> [Recorded information]
PR #131, opened 2015-04-22
Removes unused message template.

mookerji:
/cc @mfine


mfine:
Template is now `sbp_construct_template.py.j2`. Ship it!

PR #18, opened 2015-08-19
Deletes instance objects in order so that no object keeps tangling in…

om-sharma:
Deletes instance objects in order so that no object keeps tangling in case we re-run the script


delete-instance.sh
```diff
@@ -3,7 +3,7 @@
 set -eu
 
 usage() {
-    echo "Usage: ./destroy-env.sh instance-name"
+    echo "Usage: $0 instance-name"
```
philandstuff: :+1:

PR #24, opened 2015-08-26
Tidy up IAM code

philandstuff:
This does quite a lot of stuff -- probably easier to read individual commit messages


create-code-deploy-application.sh
```diff
@@ -2,18 +2,9 @@
...
-
-fetchInstanceProfile(){
-    CODE_DEPLOYER_PROFILE_ARN=$(aws iam get-instance-profile \
-                                --instance-profile-name $INSTANCE_PROFILE_NAME \
-                                --query InstanceProfile.Roles[0].Arn \
-                                --output text)
-
-    echo "$CODE_DEPLOYER_PROFILE_ARN"
-}
+CODE_DEPLOYER_ROLE_ARN=arn:aws:iam::022990953738:role/code-deploy-role
```
om-sharma: can we fetch ARN by the role name instead of hardcoding it?

create-instance.sh
```diff
@@ -54,6 +54,72 @@ set_up_security_group() {
 
 }
 
+create_instance_profile() {
```
om-sharma: it is good to have a separate script to create instance profile, we can call the script here to create profile.

create-code-deploy-application.sh
philandstuff: discussed IRL. the ARN is entirely based on the role name so this isn't a big deal.

create-instance.sh
philandstuff: yup, will do

philandstuff:
@om-sharma updated

PR #25, opened 2015-08-27
Added create and delete scripts for indexer instance.

om-sharma:
Added create and delete scripts for indexer instance.
user-data.yaml doesn't need to setup postgres, kafka and zookeeper now.

PR #26, opened 2015-08-27
Authorizing new instance to access presentation rds db also.

om-sharma:
Authorizing new instance to access presentation rds db also. for now we are not asking the rds-instance name parameter when you run create instance script.

### DIFF
--- a/create-instance.sh
+++ b/create-instance.sh
@@ -3,12 +3,34 @@
 set -eu
 
 usage() {
-    echo "Usage: $0 <environment-name> <rds-instance-name>"
+    echo "Usage: $0 <environment-name>"
     echo ""
     echo "* Creates an EC2 instance, security group and route 53 entry for environment-name."
     echo "* Attaches IAM instance profile to the instance."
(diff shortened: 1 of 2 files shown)


create-instance.sh
```diff
@@ -126,41 +142,19 @@ EOF
...
-
 # ensure aws CLI is set up with needed profiles before continuing
 check_aws_profiles_exist "$DNS_PROFILES"
 
 ./create-appserver-instance-profile.sh "$INSTANCE_PROFILE_NAME"
 
-set_up_security_group "$SG" "$ENV" "$RESTRICTED_PORTS" "$PUBLIC_PORTS" "$DB_SG"
+set_up_security_group "$RESTRICTED_PORTS" "$PUBLIC_PORTS"
 
 USER_DATA=$(sed -e "s/%PGPASSWD%/${PG_PASSWORD}/" "${USER_DATA_FILE}" | base64)
```
philandstuff: fyi we can remove the PGPASSWD stuff when #25 is merged

PR #36, opened 2015-10-08
make sure that a new tag 'AppServer' is used to deploy

om-sharma:
Changes to make sure that a new tag 'AppServer' is used to deploy in specific environment


philandstuff:
can you update the `create-indexer-instance` script too?

om-sharma:
done

PR #37, opened 2015-10-08
fix role access permissions

philandstuff:
The ROLE_NAME is no longer the same as the REGISTER_NAME -- ROLE_NAME is
something like prod-school, but REGISTER_NAME is something like school,
which is what we need in the role access policy.


create-appserver-instance-profile.sh
```diff
@@ -15,7 +15,8 @@ fi
```
om-sharma: if condition must check equality for 3 parameters now.

philandstuff: good point

PR #43, opened 2015-10-27
Added script to launch register in one command

om-sharma:
Check commits


create-register.sh
```diff
@@ -0,0 +1,263 @@
+#!/bin/sh
+
+
+
+set -x
```
philandstuff: don't need this

create-register.sh
```diff
@@ -0,0 +1,263 @@
...
+REGISTER_DB_NAME=${REGISTER_NAME//-/_}
+CONFIG_FILE_DIRECTORY=${CURRENT_WORKING_DIR}/register-configurations
+
+function cdIntoCredentailsRepository(){
+  pushd ~/.registers-pass/
+  export PASSWORD_STORE_DIR=$(cd $(dirname -- $BASH_SOURCE) && pwd)
+}
+
+function createDatabaseAndUsers(){
+  cdIntoCredentailsRepository
```
philandstuff: not sure I like using `pushd` and `popd` in different scopes -- also have you considered using `cd` inside a subshell? eg:

```
(cd $dir
   foo
   bar
   baz
)
# back in original dir here
```

create-register.sh
```diff
@@ -0,0 +1,263 @@
...
+ENV=$2
+BUCKET_NAME=openregister.$ENV.config
+INDEXER_CONFIG_LOCATION=/tmp/indexer.properties
+CURRENT_WORKING_DIR=`pwd`
+
+REGISTER_DB_NAME=${REGISTER_NAME//-/_}
+CONFIG_FILE_DIRECTORY=${CURRENT_WORKING_DIR}/register-configurations
+
+function cdIntoCredentailsRepository(){
+  pushd ~/.registers-pass/
```
philandstuff: shouldn't this be `pushd $PASSWORD_STORE_DIR`?

create-register.sh
```diff
@@ -0,0 +1,263 @@
...
+  export PASSWORD_STORE_DIR=$(cd $(dirname -- $BASH_SOURCE) && pwd)
+}
+
+function createDatabaseAndUsers(){
+  cdIntoCredentailsRepository
+
+  BRANCH_NAME=adding_password_for_${ENV}_${REGISTER_NAME}
+
+  pass git checkout -b $BRANCH_NAME
```
philandstuff: is it worth explicitly creating a branch from `master` here, rather than whatever branch you happened to be on previously?

create-register.sh
```diff
@@ -0,0 +1,263 @@
...
+          PRESENTATION_USER_PASSWORD=`pass prod/rds/presentation/${REGISTER_DB_NAME}`
+          READ_ONLY_PRESENTATION_USER_PASSWORD=`pass prod/rds/presentation/${REGISTER_DB_NAME}_readonly`
+          ;;
+      *)
+          echo "Unrecognized environment: $ENV"
+          usage; exit 1
+          ;;
+  esac
+
+  CONFIG_FILE_DIRECTORY=register-configurations
```
philandstuff: duplicated from top of file?

create-register.sh
```diff
@@ -0,0 +1,263 @@
...
+BUCKET_NAME=openregister.$ENV.config
+INDEXER_CONFIG_LOCATION=/tmp/indexer.properties
+CURRENT_WORKING_DIR=`pwd`
+
+REGISTER_DB_NAME=${REGISTER_NAME//-/_}
+CONFIG_FILE_DIRECTORY=${CURRENT_WORKING_DIR}/register-configurations
+
+function cdIntoCredentailsRepository(){
+  pushd ~/.registers-pass/
+  export PASSWORD_STORE_DIR=$(cd $(dirname -- $BASH_SOURCE) && pwd)
```
philandstuff: this won't work because this bash file isn't in the password store dir, it's in the `deployment` dir...

om-sharma:
closing the pull request because the script was not tested. It is waiting for other pull request in credentials repository.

> [How to complete this task] Within the records above, each line containing "objects" is to be returned.

> [Result for this task]
Deletes instance objects in order so that no object keeps tangling in…
Deletes instance objects in order so that no object keeps tangling in case we re-run the script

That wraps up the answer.